## Work order
All lines from the one with "was pure boilerplate." through the end of the records below are to be given again exactly, and nothing else.

## Records supplied
Start of Block

PR #2571, opened 2026-06-01
chore: agent type id type enforcement on registry

sigilioso:
The `AgentTypeRegistry` trait keyed lookups on a `&str` (the stringified fully-qualified name, e.g. `"ns/name:0.0.1"`). Every caller had to call .to_string() on an AgentTypeID it already held, only for the registry to use that string as a HashMap key. This is a stringly-typed seam in an otherwise typed path: nothing prevented passing an arbitrary, malformed string, and the round-trip through String was pure boilerplate.

This PR pushes the `AgentTypeID` type all the way through the registry, so the type system enforces that lookups are done with a valid, parsed identifier rather than a free-form string.

### DIFF
--- a/agent-control/src/agent_type/registry.rs
+++ b/agent-control/src/agent_type/registry.rs
@@ -17,9 +17,9 @@ pub enum AgentTypeRegistryError {
     ValueConversion(#[from] serde_json::Error),
 }
 
-/// Returns the corresponding [AgentTypeDefinition] given an [AgentTypeID].
+/// Defines how to return an [AgentTypeDefinition] given an identifier.
 pub trait AgentTypeRegistry {
-    // Returns an Agent type given its id.
+    /// Returns an Agent type given its id.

End of Block

## Task solution
The `AgentTypeRegistry` trait keyed lookups on a `&str` (the stringified fully-qualified name, e.g. `"ns/name:0.0.1"`). Every caller had to call .to_string() on an AgentTypeID it already held, only for the registry to use that string as a HashMap key. This is a stringly-typed seam in an otherwise typed path: nothing prevented passing an arbitrary, malformed string, and the round-trip through String was pure boilerplate.

This PR pushes the `AgentTypeID` type all the way through the registry, so the type system enforces that lookups are done with a valid, parsed identifier rather than a free-form string.

### DIFF
--- a/agent-control/src/agent_type/registry.rs
+++ b/agent-control/src/agent_type/registry.rs
@@ -17,9 +17,9 @@ pub enum AgentTypeRegistryError {
     ValueConversion(#[from] serde_json::Error),
 }
 
-/// Returns the corresponding [AgentTypeDefinition] given an [AgentTypeID].
+/// Defines how to return an [AgentTypeDefinition] given an identifier.
 pub trait AgentTypeRegistry {
-    // Returns an Agent type given its id.
+    /// Returns an Agent type given its id.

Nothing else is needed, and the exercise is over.